An Assessment of Eddy-Covariance-Based Surface Fluxes Above an Evaporating Heated Surface Under Fair-Weather Daytime Conditions

  • Song-Lak KangEmail author
Research Article
  • 67 Downloads

Abstract

Above an evaporating heated surface under fair-weather daytime conditions, the cospectra between the vertical velocity component, temperature, and water-vapour mixing ratio should be positive. We have applied a multi-resolution technique to a 3.64-h long, 10-Hz time series centred at midday for 16 fair-weather days at a mid-latitude site during spring to measure the averaging period τc at which the crossover from the domain of the three positive cospectra to a mixed-sign domain occurs. The τc values broadly range from 9 to 42 min, with 13 of the 16 days having values less than 30 min. When mesoscale circulations induced by surface heterogeneity are likely to be present, the vertical heat (or moisture) flux computed with the conventional averaging period of 30 min τ30 is as large (or small) as 1.09 (or 0.78) times that using τc.
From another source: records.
PR #1096, opened 2023-06-29
Add missing physics_mmm module search path in atmosphere Makefiles

mgduda:
This PR corrects compilation issues with certain Fortran compilers by adding the 
`physics_mmm` directory to the module search path in two atmosphere core
Makefiles. Some compilers (e.g., nvfortran) require the paths of modules that
are used indirectly to be present in the module search path provided with the
-I... option. Accordingly, this PR adds `-I./physics/physics_mmm` to the set of
compiler flags in `src/core_atmosphere/Makefile` and `-I../physics/physics_mmm` to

However, on 14 (or 13) days, the vertical heat (or moisture) fluxes using the period τc are explained by those calculated with the period τ30 within a difference range of ± 1%. The insignificant difference is due to the insensitivity of the fluxes to the averaging period at scales larger than approximately 7 min. Therefore, despite a broad range of τc values, the 30-min-averaged surface fluxes can be treated as the required turbulent fluxes. Although this finding is not robust, given that data were collected at one location over 16 days, it supports the use of 30-min-averaged surfaces fluxes, particularly for the composite midday fluxes on fair-weather days.

Keywords

Averaging period Composite midday fluxes Eddy covariance Multi-resolution technique Positive cospectral domain 

Notes

Acknowledgements

This work was supported by the National Research Foundation of Korea (NRF) grand funded by the Korea government Ministry of Science and ICT (MSIT) (No. NRF-2018R1A2B6008631). The author also thanks those who collected the surface dataset at the Boulder Atmospheric Observatory (BAO) site during the XPIA field campaign.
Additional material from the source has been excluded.